Dataset items
PR #344, opened 2019-09-26
Enabling proxy use for installation - initial commit.

phogan-nvidia:
WORK IN PROGRESS - Do NOT merge

working on enabling proxies and need some final testing.


config.example/group_vars/all.yml
```diff
@@ -1,6 +1,17 @@
...
+
+# Proxy Variables needed for ansible etc.
+#HTTP_PROXY
+#HTTPS_PROXY
+#NO_PROXY
+
+#PROXY_ENV
+    #HTTP_PROXY
+    #HTTPS_PROXY
+    #NO_PROXY
```
ajdecon: Instead of using these comments as a target for the `sed` in `scripts/setup.sh`, let's just have the user duplicate the configuration directly. I.e., replace this text with:

```
# Configure these variables to use an HTTP proxy
# no_proxy should be used for internal Kubernetes addresses that should not be proxied.
# Values below show an example config.

# proxy_env:
#     http_proxy: "http://10.0.2.5:3128"
#     https_proxy: "http://10.0.2.5:3128"
#     no_proxy: "localhost,cluster.local,127.0.0.1,::1,10.0.2.10,10.0.2.20,10.0.2.30" 

```

It's a little extra work when for the user when configuring DeepOps, but it's less fragile against the user making other configuration changes or using an alternate path for their configuration directory.

playbooks/bootstrap-python.yml
```diff
@@ -4,7 +4,14 @@
...
     # Fortunately, python is a dependency of yum. So RedHat systems always have it.
-    - name: install python
+    - name: install python (no proxy)
       raw: test -e /usr/bin/python || (apt -y update && apt install -y python-minimal)
       register: output
       changed_when: output.stdout != ""
+      when: proxy_env is not defined
+
+    - name: install python (using proxy)
+      raw: test -e /usr/bin/python || (https_proxy="{{ https_proxy }}" http_proxy="{{ http_proxy }}" apt -y update && https_proxy="{{ https_proxy }}" http_proxy="{{ http_proxy }}" apt install -y python-minimal)
```
ajdecon: Can we use `proxy_env['http_proxy']` and `proxy_env['https_proxy']` here instead of the named variables on their own? This will avoid the duplication in the group_vars file.

playbooks/k8s-cluster.yml
```diff
@@ -31,6 +31,8 @@
 
 # Install Kubernetes
 # for configuration, see: config/group_vars/k8s-cluster.yml
+## 
+## PHogan
```
ajdecon: Not clear why this comment is here, can we remove it?

requirements.yml
```diff
@@ -16,11 +16,19 @@
...
 
-- src: nvidia.nvidia_docker
-  version: "v1.1.0"
+- src: https://github.com/phogan-nvidia/ansible-role-nvidia-driver
+  name: "nvidia.nvidia_driver"
+  version: "proxy"
+
+- src: https://github.com/phogan-nvidia/ansible-role-nvidia-docker
+  name: "nvidia.nvidia_docker"
+  version: "proxy"
```
ajdecon: Before merging this into DeepOps we should merge in the PRs for these roles. I'll review these as well.

roles/docker/tasks/main.yml
```diff
@@ -11,6 +11,9 @@
     state: "{{ docker_package_state }}"
   notify: restart docker
 
+## - import_tasks: docker-proxy.yml
+##   when: proxy_env is defined
+
```
ajdecon: Clean up commented code

roles/k8s-gpu-plugin/tasks/main.yml
```diff
@@ -19,24 +20,37 @@
...
+    url: "{{ nvidia_k8s_device_plugin_def }}"
+    dest: "{{ nvidia_k8s_device_plugin_file }}"
+    mode: 0755
+  environment: "{{proxy_env if proxy_env is defined else {}}}"
 
 - name: create GPU device plugin
   k8s:
     state: present
-    definition: "{{ lookup('url', nvidia_k8s_device_plugin_def, split_lines=False) }}"
+    definition: "{{ lookup('file', nvidia_k8s_device_plugin_file, split_lines=False) }}"
```
ajdecon: This task failed in my test because the `lookup` runs on the Ansible control machine, not on the remote machine it's configuring. If performing the `get_url` on the remote machine, you need to separately register the contents of the file you downloaded, rather than using a lookup.

I was able to run successfully in my test using the following change:

```
--- a/roles/k8s-gpu-plugin/tasks/main.yml
+++ b/roles/k8s-gpu-plugin/tasks/main.yml
@@ -35,10 +35,14 @@
     mode: 0755
   environment: "{{proxy_env if proxy_env is defined else {}}}"

+- name: get contents of device plugin definition
+  command: "cat {{ nvidia_k8s_device_plugin_file }}"
+  register: nvidia_k8s_device_plugin_contents
+
 - name: create GPU device plugin
   k8s:
     state: present
-    definition: "{{ lookup('file', nvidia_k8s_device_plugin_file, split_lines=False) }}"
+    definition: "{{ nvidia_k8s_device_plugin_contents.stdout }}"
     ## definition: "{{ lookup('url', nvidia_k8s_device_plugin_def, split_lines=False) }}"
   run_once: true
   environment:
```

scripts/proxy.sh
```diff
@@ -0,0 +1,5 @@
+# edit the proxy details
+#
+# export http_proxy="http://10.0.2.5:3128"
+# export https_proxy="http://10.0.2.5:3128"
+# export no_proxy="localhost,cluster.local,127.0.0.1,::1,10.0.2.10,10.0.2.20,10.0.2.30"
```
ajdecon: This is configuration rather than a script we want to execute to deploy some software. Let's move it into `config.example/` rather than `scripts/`.

scripts/setup.sh
```diff
@@ -14,27 +14,35 @@ cd "${SCRIPT_DIR}/.." || echo "Could not cd to repository root"
 # Pinned Ansible version
 ANSIBLE_OK="2.7.8"
 ANSIBLE_VERSION="2.7.11"
+ANSIBLE_REPO_VER="2.7"
+
+as_sudo(){
+   cmd="sudo bash -c '. ${SCRIPT_DIR}/proxy.sh && $1'"
+   ## echo $cmd
+   eval $cmd
+}
```
ajdecon: Why use this rather than just sourcing the proxy variables globally in the environment?

scripts/setup.sh
```diff
@@ -190,3 +202,15 @@ if [ ! -d "${CONFIG_DIR}" ] ; then
...
+# update the config/group_vars/all.yml file for proxy config
+if [ `grep -v ^# ${SCRIPT_DIR}/proxy.sh | grep -v ^$ | wc -l` -gt 0 ]; then
+    o=config.example/group_vars/all.yml
+    t=config/group_vars/all.yml 
+    echo "Updating [$t] to use proxies"
+    . ${SCRIPT_DIR}/proxy.sh && cat $o | sed -e "s|#PROXY_ENV|proxy_env:|g" \
+	                                    -e "s|#NO_PROXY|no_proxy: $no_proxy|g" \
+	                                    -e "s|#HTTP_PROXY|http_proxy: $http_proxy|g" \
+	                                    -e "s|#HTTPS_PROXY|https_proxy: $https_proxy|g" > $t
+fi
```
ajdecon: As in my comment for `config.example/group_vars/all.yml`: This seems pretty fragile, and will break if the user accidentally changes the comments in the config file or uses a different config path. The config directory is intended to be user-editable, so this seems likely to happen not infrequently.

Instead, we should just ask the user to configure proxies in both the environment shell script and in the Ansible group vars. It represents some duplication, but I think it's less likely to break, especially since proxies are usually configured once and then left alone.

requirements.yml
ajdecon: Ok, changes in the role repositories are merged in! Instead of pointing to your github, we can point to the v1.2.0 releases for each of these roles.

config.example/group_vars/all.yml
phogan-nvidia: The premise of using the proxy.sh script was to minimize the places for users to make edits and therefore make mistakes. setup.sh needs drives the config file changes like the other and unfortunately not all ansible commands respect the group_var's variable. so the config file is setup for the user but they're free to make changes as necessary.

playbooks/bootstrap-python.yml
phogan-nvidia: unfortunately, the ansible command does not respect the group_vars and this was the only workaround I was able to find.

playbooks/k8s-cluster.yml
phogan-nvidia: Its not needed

requirements.yml
phogan-nvidia: Great.

scripts/proxy.sh
phogan-nvidia: It can't be moved since setup.sh requires the use of proxyies as well to install software.

scripts/setup.sh
phogan-nvidia: global variables did not work for all commands executed on local host as well as remote - best option found.

scripts/setup.sh
phogan-nvidia: best to keep its as simple as possible and the reason for keeping edits to a single file thus using proxy.sh. the setup.sh script installs software and creates the initial contents of config dir, asking users to edits in multiple locations leads to more confusion rather than less. it's the same as having to edit the inventory file to make the config applicable to their env. In this case if they want difference proxies for setup.sh and software install from setup.sh and the ansible scripts they'll need to update group_vars. The likelihood of that in an enterprise is extremely low.

michael-balint:
Closing in favor of a new PR, which has merged changes from deepops master.

PR #346, opened 2019-09-27
Kubeflow 6 2

supertetelman:
* Add Kubeflow Readme
* Bump Kubeflow up to version v0.6.2
* Cleanup Kubeflow deployment script with cmd line arguments for delete, install, config override, and print_url
* Add deployment option for "community version" and vendor version with Dex pre-installed
* Add minimal testing harness
* Fix for nvidia-dgx role

**Note:** Upgrading to this version of Kubeflow breaks NGC compatability. Until we have revisity the custom jupyter-web-app and kubeflow_update python script NGC images will not display in the image selection drop down, there will be no custom run commands to support NGC containers, and the default custom resource field will not have the nvidia gpu config added by default.

**Note:** The -D delete flag may leave around a few configmaps or persistant volumes created through Kubeflow use.

### DIFF
--- a/docs/kubeflow.md
+++ b/docs/kubeflow.md
@@ -1,0 +1,30 @@
+# Kubeflow
+
+[Kubeflow](https://www.kubeflow.org/docs/) is a K8S native tool that eases the Deep Learning and Machine learning lifecycle.
+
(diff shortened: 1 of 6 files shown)


supertetelman:
To avoid upsetting people who were depending on NGC/Kubeflow integration and to make the people who want v0.6.2 happy I have added the old scripts back, marked them as deprecated, and added them to the docs.

I think with these changes we should be good to pull this through after some re-testing of the old scripts.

§ INSTRUCTIONS TO FOLLOW:
Read the data above. Pull out each line in which the string "path" appears.

§ OUTPUT FOR THIS TASK:
It's a little extra work when for the user when configuring DeepOps, but it's less fragile against the user making other configuration changes or using an alternate path for their configuration directory.
ajdecon: As in my comment for `config.example/group_vars/all.yml`: This seems pretty fragile, and will break if the user accidentally changes the comments in the config file or uses a different config path. The config directory is intended to be user-editable, so this seems likely to happen not infrequently.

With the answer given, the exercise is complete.